== Segment start ==

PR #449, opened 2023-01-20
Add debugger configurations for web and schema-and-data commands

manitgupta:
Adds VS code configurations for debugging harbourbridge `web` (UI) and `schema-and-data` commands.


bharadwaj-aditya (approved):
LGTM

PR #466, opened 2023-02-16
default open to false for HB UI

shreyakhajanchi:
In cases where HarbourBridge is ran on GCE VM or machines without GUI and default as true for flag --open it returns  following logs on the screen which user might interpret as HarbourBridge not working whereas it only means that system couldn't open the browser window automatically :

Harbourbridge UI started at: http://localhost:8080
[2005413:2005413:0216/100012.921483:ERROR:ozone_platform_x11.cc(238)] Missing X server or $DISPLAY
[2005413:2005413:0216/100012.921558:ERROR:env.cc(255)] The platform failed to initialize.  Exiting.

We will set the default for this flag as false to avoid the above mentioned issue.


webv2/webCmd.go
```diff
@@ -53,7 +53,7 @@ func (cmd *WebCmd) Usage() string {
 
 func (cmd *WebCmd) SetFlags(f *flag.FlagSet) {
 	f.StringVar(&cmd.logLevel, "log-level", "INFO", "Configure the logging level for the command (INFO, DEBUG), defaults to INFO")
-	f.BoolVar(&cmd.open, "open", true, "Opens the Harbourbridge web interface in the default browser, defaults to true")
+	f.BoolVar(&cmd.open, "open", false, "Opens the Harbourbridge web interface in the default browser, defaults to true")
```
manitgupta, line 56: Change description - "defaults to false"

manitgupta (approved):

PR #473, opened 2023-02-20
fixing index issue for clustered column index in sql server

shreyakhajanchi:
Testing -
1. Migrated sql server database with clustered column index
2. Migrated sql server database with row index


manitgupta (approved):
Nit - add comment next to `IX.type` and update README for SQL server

== Segment end ==

Search the listing above for the string "manitgupta" and return each line it appears on.

manitgupta:
manitgupta, line 56: Change description - "defaults to false"
manitgupta (approved):
manitgupta (approved):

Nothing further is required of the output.